[[ Records for processing, beginning ]]
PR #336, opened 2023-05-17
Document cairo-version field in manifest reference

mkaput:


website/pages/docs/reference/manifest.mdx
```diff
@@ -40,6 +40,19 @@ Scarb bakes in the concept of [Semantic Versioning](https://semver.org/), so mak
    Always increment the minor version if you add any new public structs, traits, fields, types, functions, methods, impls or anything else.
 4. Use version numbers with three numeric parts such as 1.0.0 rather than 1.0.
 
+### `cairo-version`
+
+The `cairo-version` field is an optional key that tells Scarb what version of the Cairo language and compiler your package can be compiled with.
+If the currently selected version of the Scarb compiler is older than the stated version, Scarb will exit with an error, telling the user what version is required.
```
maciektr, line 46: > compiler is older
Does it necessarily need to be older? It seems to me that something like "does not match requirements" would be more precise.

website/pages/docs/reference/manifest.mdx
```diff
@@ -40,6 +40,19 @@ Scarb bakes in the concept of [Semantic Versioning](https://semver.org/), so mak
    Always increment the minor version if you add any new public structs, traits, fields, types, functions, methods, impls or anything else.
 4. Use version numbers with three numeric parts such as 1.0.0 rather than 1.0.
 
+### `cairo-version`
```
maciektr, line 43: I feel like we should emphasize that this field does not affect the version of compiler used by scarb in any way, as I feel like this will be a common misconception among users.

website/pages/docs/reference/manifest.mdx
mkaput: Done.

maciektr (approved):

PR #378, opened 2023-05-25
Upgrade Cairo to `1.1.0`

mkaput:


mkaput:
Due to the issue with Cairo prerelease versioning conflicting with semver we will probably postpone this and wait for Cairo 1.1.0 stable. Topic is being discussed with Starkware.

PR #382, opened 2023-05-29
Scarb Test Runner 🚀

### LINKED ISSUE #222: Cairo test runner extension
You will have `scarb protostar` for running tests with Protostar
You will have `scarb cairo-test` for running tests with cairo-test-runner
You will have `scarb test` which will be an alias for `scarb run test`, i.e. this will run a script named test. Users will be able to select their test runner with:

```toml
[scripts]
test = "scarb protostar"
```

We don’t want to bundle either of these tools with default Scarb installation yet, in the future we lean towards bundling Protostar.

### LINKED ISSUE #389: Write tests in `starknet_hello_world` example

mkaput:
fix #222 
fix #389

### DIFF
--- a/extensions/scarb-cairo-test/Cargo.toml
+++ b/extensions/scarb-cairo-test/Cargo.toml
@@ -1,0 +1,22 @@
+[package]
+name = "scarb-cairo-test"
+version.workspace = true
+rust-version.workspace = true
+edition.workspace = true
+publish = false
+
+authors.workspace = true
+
[[ Records for processing, end ]]
[[ Records for processing, beginning ]]
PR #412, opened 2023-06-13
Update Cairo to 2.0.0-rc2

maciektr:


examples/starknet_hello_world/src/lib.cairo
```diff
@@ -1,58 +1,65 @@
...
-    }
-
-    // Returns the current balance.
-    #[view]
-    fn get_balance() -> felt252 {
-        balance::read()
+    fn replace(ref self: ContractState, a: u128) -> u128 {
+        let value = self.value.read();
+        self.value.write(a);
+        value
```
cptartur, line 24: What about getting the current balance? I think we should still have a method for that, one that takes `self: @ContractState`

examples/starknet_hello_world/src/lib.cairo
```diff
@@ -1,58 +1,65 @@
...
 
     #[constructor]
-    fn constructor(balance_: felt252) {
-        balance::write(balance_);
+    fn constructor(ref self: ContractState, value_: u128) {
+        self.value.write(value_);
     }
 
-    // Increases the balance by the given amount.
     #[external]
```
[[ Records for processing, end ]]
= Task goal =
Go through the records. Copy each line where "constructor" appears.

= Solution to the exercise =
     #[constructor]
-    fn constructor(balance_: felt252) {
+    fn constructor(ref self: ContractState, value_: u128) {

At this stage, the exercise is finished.